TASK DESCRIPTION = Where the line with "PR #2980, opened 2019-03-06" appears below, start writing out lines exactly, and finish with the line with "The lines at", which is included; write out nothing else.

DATA TO EXAMINE =

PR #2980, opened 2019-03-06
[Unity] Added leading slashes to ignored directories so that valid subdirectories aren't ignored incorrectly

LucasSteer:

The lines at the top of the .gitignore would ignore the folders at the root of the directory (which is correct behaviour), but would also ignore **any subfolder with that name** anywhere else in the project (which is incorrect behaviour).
--
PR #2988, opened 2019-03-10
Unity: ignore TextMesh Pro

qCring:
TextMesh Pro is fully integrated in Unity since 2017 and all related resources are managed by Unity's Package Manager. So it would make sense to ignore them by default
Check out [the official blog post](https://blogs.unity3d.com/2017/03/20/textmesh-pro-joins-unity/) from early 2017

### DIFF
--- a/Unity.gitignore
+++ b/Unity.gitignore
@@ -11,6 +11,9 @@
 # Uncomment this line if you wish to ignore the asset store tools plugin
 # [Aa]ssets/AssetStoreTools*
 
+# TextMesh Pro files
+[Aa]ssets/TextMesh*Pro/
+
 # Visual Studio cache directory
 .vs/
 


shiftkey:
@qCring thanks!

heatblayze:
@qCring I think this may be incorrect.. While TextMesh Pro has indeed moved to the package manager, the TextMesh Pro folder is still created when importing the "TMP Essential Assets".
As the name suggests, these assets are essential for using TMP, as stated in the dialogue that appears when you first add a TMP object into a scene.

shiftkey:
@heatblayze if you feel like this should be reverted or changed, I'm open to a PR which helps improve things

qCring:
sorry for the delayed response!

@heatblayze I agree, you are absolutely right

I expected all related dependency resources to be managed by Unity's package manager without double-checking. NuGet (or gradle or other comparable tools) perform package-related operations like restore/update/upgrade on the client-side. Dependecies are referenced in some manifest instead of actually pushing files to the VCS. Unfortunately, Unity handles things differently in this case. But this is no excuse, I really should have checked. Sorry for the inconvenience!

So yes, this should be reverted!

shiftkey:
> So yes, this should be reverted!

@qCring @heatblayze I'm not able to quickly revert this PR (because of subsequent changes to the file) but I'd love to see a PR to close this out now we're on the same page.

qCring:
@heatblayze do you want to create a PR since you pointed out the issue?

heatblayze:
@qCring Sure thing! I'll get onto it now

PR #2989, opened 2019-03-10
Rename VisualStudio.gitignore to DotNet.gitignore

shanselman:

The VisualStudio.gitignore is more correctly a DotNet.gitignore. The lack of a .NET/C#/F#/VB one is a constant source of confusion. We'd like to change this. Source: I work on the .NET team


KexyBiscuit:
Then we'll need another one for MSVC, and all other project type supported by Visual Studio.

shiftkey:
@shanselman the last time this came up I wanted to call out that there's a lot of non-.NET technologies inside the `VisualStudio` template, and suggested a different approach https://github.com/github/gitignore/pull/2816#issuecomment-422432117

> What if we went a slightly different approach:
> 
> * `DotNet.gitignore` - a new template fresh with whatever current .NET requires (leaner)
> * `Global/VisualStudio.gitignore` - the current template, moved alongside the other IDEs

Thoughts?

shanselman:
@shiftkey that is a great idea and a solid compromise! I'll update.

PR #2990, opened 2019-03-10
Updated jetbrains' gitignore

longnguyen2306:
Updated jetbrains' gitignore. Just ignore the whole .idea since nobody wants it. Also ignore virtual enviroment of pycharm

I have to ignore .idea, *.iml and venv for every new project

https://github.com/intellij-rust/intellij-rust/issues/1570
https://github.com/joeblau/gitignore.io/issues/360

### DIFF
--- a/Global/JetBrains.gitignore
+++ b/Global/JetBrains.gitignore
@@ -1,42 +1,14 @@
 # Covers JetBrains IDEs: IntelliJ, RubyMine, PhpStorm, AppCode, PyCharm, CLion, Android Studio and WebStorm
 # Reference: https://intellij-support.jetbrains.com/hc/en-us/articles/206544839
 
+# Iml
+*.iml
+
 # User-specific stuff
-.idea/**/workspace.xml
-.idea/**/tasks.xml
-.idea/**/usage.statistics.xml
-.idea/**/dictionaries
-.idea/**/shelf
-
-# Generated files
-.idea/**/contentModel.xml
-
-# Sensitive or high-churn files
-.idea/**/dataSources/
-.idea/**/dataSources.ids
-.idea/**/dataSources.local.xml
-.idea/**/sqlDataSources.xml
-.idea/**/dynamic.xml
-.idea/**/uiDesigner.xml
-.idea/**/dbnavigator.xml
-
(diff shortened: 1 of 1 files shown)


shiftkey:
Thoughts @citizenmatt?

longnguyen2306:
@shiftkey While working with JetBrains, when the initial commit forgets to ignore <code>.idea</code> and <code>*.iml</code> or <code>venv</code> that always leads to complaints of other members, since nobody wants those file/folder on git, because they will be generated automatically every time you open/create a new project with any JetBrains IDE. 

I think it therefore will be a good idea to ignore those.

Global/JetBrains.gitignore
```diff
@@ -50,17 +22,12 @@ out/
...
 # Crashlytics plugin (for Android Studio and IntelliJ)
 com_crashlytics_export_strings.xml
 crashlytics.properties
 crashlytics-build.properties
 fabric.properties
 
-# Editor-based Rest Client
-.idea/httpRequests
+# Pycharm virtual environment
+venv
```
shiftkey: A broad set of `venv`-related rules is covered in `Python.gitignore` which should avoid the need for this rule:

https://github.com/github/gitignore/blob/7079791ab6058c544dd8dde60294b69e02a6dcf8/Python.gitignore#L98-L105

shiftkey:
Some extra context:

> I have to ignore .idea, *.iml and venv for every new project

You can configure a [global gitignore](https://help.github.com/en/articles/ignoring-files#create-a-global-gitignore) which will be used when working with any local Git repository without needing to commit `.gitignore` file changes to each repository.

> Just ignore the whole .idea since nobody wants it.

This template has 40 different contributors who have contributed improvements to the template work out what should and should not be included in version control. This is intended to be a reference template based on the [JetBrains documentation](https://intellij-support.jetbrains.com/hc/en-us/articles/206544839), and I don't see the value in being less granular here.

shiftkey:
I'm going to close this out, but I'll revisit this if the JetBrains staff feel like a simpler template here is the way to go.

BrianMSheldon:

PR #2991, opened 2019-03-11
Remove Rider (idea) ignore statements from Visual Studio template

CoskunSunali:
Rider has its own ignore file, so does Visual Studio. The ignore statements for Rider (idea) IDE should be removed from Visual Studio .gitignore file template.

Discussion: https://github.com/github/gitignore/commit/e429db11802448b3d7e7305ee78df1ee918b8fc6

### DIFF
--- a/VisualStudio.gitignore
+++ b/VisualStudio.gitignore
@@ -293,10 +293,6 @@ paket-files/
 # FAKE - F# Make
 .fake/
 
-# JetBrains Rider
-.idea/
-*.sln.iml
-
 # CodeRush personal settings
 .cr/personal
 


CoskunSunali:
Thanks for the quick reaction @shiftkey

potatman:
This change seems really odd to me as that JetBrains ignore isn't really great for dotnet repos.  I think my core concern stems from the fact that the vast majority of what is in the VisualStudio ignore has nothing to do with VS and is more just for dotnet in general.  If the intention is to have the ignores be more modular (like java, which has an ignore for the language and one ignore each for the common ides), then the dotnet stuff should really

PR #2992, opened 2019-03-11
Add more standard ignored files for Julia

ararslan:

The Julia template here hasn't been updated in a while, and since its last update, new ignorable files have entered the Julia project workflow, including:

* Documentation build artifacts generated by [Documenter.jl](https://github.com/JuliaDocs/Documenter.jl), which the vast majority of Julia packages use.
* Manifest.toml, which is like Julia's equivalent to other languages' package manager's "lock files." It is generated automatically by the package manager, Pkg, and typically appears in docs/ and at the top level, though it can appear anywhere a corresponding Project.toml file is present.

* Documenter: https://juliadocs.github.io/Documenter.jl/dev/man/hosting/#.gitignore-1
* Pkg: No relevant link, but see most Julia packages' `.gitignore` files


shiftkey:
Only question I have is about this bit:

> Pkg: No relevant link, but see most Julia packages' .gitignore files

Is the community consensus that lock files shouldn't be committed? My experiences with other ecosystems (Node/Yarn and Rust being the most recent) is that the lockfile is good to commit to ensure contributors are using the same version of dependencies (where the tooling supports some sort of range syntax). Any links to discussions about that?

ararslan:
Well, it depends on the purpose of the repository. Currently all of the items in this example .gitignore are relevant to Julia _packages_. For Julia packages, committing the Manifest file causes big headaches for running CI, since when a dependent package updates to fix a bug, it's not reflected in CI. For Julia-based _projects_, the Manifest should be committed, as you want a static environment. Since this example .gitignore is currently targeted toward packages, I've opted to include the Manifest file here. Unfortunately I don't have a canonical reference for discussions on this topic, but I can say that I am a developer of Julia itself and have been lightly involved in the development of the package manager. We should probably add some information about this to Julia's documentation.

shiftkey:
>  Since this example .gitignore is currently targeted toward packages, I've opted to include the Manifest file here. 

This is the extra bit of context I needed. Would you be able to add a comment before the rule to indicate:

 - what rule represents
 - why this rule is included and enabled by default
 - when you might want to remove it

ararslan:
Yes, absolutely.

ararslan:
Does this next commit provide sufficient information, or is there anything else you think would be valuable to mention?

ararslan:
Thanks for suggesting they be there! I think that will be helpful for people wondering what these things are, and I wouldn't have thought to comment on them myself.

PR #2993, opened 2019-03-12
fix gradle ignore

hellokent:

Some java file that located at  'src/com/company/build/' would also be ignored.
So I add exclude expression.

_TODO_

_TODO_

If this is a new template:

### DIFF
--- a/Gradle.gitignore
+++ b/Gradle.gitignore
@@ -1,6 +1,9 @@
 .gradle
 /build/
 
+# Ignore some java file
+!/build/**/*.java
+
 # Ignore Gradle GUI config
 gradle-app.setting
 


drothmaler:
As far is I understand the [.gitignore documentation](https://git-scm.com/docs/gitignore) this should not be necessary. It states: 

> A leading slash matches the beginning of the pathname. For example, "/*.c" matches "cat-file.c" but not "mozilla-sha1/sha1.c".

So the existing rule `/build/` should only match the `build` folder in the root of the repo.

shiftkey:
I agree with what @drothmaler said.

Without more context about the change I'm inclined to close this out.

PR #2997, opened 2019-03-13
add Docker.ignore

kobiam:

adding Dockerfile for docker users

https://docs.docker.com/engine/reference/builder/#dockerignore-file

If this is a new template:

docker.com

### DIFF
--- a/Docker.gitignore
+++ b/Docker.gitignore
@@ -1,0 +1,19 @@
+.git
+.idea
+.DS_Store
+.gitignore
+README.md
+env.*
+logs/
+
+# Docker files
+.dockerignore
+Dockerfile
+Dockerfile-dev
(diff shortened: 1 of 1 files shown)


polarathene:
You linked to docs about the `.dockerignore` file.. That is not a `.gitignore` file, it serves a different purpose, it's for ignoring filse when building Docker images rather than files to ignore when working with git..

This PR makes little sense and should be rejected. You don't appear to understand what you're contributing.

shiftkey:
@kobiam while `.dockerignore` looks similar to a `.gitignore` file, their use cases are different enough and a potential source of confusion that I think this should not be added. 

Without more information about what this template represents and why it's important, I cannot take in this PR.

EXPECTED ANSWER =
PR #2980, opened 2019-03-06
[Unity] Added leading slashes to ignored directories so that valid subdirectories aren't ignored incorrectly

LucasSteer:

The lines at the top of the .gitignore would ignore the folders at the root of the directory (which is correct behaviour), but would also ignore **any subfolder with that name** anywhere else in the project (which is incorrect behaviour).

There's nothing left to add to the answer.